During 7 years of clinical use, our PCR was positive on various non-respiratory samples such as cardiac valve, aortic aneurysm, liver biopsy and vertebral biopsy (Table 4), congruent with manifestations of Q fever already reported in the literature [3, 21, 25-28]. All these positive results were also positive by serology, confirming the excellent specificity of our test over a 7-year period. Specificity of the PCR is also supported by the negative results obtained on 1046 respiratory tract samples taken from patients with lung infections of unknown aetiology.

Finally it has been shown that C. burnetii can survive and remain infectious in blood products [29]. As this pathogen may be present in blood during the first weeks of infection, C. burnetii may be present in donated human blood [30]. For this reason, it was decided when an outbreak of Q fever occurred close to Lausanne in June 2012 to test all blood donations during a 2-month period.

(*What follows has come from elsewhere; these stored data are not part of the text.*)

Issue #835, opened 2017-03-02
We seem to lowercase the proxy object keys for no reason


jgraham:
In chapter [7. Capabilities](https://w3c.github.io/webdriver/webdriver-spec.html#dfn-proxy-configuration-object#h-capabilities), section [7.1 Proxy](https://w3c.github.io/webdriver/webdriver-spec.html#dfn-proxy-configuration-object#h-proxy):
> Let key be the result of lowercasing key. 

This seems to be a mistake as the table actually has the keys in camel case, so if you do this they will never match (in general I would much prefer we don't try to correct case here since we don't elsewhere).

juangj:
I think this was a mistake introduced in the process of addressing https://github.com/w3c/webdriver/issues/803; you are correct that it does not make sense to lowercase the key.

andreastt:
As I understand it https://github.com/w3c/webdriver/commit/a17c66a2a78bf649fafc29d2d7fb7e102c08508c should be reverted, and local ends fixed to send `{proxyType: "manual"}`.

PR #870, opened 2017-03-28
Make proxyType value comparison case-insensitive.

juangj:
Some existing clients (Java, notably) send the value in all-caps.

Addresses #835.

---
This change is [Reviewable](https://reviewable.io/reviews/w3c/webdriver/870)

### DIFF
--- a/webdriver-spec.html
+++ b/webdriver-spec.html
@@ -2037,8 +2037,8 @@ with a "<code>moz:</code>" prefix:
    <li><p>Let <var>value</var> be the result of <a>getting a
     property</a> named <var>name</var> from <var>parameter</var>.
 
-   <li><p>Let <var>key</var> be the result of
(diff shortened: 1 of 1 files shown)


jgraham:
Wait, what? We're making exactly one field in the spec case insensitive? This seems like a terrible idea given that exisiting clients have to change anyway.

andreastt:
Why can’t language bindings be fixed?

More discussion in https://github.com/w3c/webdriver/issues/835.

juangj:
I'm ambivalent. It would be nice to avoid having just one field of the spec be case-insensitive, but it would also be nice to keep the marginal bit of backwards compatibility.

(But we can at least agree that the prior text where it said to lowercase the key didn't make sense.)

shs96c:
I can make the language bindings cope with this neatly (at least for java):

https://github.com/SeleniumHQ/selenium/commit/d0c298d5a6120f6fb1f9ed3a9cb682eb6410ed81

All tests were negative, confirming again the high specificity of our PCR. This large screening prevented the exclusion of blood donations as a precaution. Moreover this blood testing demonstrated the usefulness of the automated format of our PCR platform.

In conclusion, we have developed a specific and sensitive real-time PCR for the direct detection of C. burnetii DNA in clinical samples that is compatible with our high throughput Taqman real-time diagnostic PCR platform.


We are grateful to all the technicians of the Molecular Diagnostic Laboratory of the Institute of Microbiology, particularly René Brouillet, Zahera Nazeri and Gregory Gonzalez for their technical help.